▶ **TASK DIRECTIONS**
What you print must match the data line for line.

▶ **TASK INPUTS**
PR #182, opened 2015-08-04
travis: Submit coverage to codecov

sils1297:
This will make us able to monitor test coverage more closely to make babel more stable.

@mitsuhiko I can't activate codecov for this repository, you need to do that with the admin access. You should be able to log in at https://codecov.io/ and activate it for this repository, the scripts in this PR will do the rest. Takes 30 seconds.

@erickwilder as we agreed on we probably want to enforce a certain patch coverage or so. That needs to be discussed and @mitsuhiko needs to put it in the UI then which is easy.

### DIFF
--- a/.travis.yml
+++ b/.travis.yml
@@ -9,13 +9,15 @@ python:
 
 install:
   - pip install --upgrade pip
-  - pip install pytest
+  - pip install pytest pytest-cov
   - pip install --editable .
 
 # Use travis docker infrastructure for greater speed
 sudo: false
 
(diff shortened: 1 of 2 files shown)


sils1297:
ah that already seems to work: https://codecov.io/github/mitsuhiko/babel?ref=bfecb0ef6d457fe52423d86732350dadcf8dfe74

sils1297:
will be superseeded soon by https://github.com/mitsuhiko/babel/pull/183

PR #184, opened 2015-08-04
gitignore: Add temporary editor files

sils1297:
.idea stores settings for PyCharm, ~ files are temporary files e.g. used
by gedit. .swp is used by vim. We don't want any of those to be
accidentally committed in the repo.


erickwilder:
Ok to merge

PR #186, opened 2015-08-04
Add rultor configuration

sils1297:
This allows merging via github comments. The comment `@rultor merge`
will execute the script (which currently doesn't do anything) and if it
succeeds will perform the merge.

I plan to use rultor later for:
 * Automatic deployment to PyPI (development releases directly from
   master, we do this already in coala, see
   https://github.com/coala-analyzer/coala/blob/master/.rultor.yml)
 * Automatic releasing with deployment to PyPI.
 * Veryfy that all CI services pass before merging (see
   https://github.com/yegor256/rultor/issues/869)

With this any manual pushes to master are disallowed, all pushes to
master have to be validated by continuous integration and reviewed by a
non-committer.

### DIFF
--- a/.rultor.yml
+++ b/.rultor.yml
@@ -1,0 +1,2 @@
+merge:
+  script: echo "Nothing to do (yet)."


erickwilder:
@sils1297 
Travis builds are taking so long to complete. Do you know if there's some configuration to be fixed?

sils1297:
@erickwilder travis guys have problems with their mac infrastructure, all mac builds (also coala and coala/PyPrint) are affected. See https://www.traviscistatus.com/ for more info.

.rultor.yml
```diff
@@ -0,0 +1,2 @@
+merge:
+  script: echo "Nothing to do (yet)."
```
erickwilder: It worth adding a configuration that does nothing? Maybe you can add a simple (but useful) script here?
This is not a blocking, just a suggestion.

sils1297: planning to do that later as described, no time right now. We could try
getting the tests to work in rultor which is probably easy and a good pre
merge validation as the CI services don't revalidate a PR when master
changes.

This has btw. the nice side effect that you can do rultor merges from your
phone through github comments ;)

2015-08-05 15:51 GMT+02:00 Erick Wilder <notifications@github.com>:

▶ **SOLUTION TO THIS TASK**
PR #182, opened 2015-08-04
travis: Submit coverage to codecov

sils1297:
This will make us able to monitor test coverage more closely to make babel more stable.

@mitsuhiko I can't activate codecov for this repository, you need to do that with the admin access. You should be able to log in at https://codecov.io/ and activate it for this repository, the scripts in this PR will do the rest. Takes 30 seconds.

@erickwilder as we agreed on we probably want to enforce a certain patch coverage or so. That needs to be discussed and @mitsuhiko needs to put it in the UI then which is easy.

### DIFF
--- a/.travis.yml
+++ b/.travis.yml
@@ -9,13 +9,15 @@ python:
 
 install:
   - pip install --upgrade pip
-  - pip install pytest
+  - pip install pytest pytest-cov
   - pip install --editable .
 
 # Use travis docker infrastructure for greater speed
 sudo: false
 
(diff shortened: 1 of 2 files shown)


sils1297:
ah that already seems to work: https://codecov.io/github/mitsuhiko/babel?ref=bfecb0ef6d457fe52423d86732350dadcf8dfe74

sils1297:
will be superseeded soon by https://github.com/mitsuhiko/babel/pull/183

PR #184, opened 2015-08-04
gitignore: Add temporary editor files

sils1297:
.idea stores settings for PyCharm, ~ files are temporary files e.g. used
by gedit. .swp is used by vim. We don't want any of those to be
accidentally committed in the repo.


erickwilder:
Ok to merge

PR #186, opened 2015-08-04
Add rultor configuration

sils1297:
This allows merging via github comments. The comment `@rultor merge`
will execute the script (which currently doesn't do anything) and if it
succeeds will perform the merge.

I plan to use rultor later for:
 * Automatic deployment to PyPI (development releases directly from
   master, we do this already in coala, see
   https://github.com/coala-analyzer/coala/blob/master/.rultor.yml)
 * Automatic releasing with deployment to PyPI.
 * Veryfy that all CI services pass before merging (see
   https://github.com/yegor256/rultor/issues/869)

With this any manual pushes to master are disallowed, all pushes to
master have to be validated by continuous integration and reviewed by a
non-committer.

### DIFF
--- a/.rultor.yml
+++ b/.rultor.yml
@@ -1,0 +1,2 @@
+merge:
+  script: echo "Nothing to do (yet)."


erickwilder:
@sils1297 
Travis builds are taking so long to complete. Do you know if there's some configuration to be fixed?

sils1297:
@erickwilder travis guys have problems with their mac infrastructure, all mac builds (also coala and coala/PyPrint) are affected. See https://www.traviscistatus.com/ for more info.

.rultor.yml
```diff
@@ -0,0 +1,2 @@
+merge:
+  script: echo "Nothing to do (yet)."
```
erickwilder: It worth adding a configuration that does nothing? Maybe you can add a simple (but useful) script here?
This is not a blocking, just a suggestion.

sils1297: planning to do that later as described, no time right now. We could try
getting the tests to work in rultor which is probably easy and a good pre
merge validation as the CI services don't revalidate a PR when master
changes.

This has btw. the nice side effect that you can do rultor merges from your
phone through github comments ;)

2015-08-05 15:51 GMT+02:00 Erick Wilder <notifications@github.com>:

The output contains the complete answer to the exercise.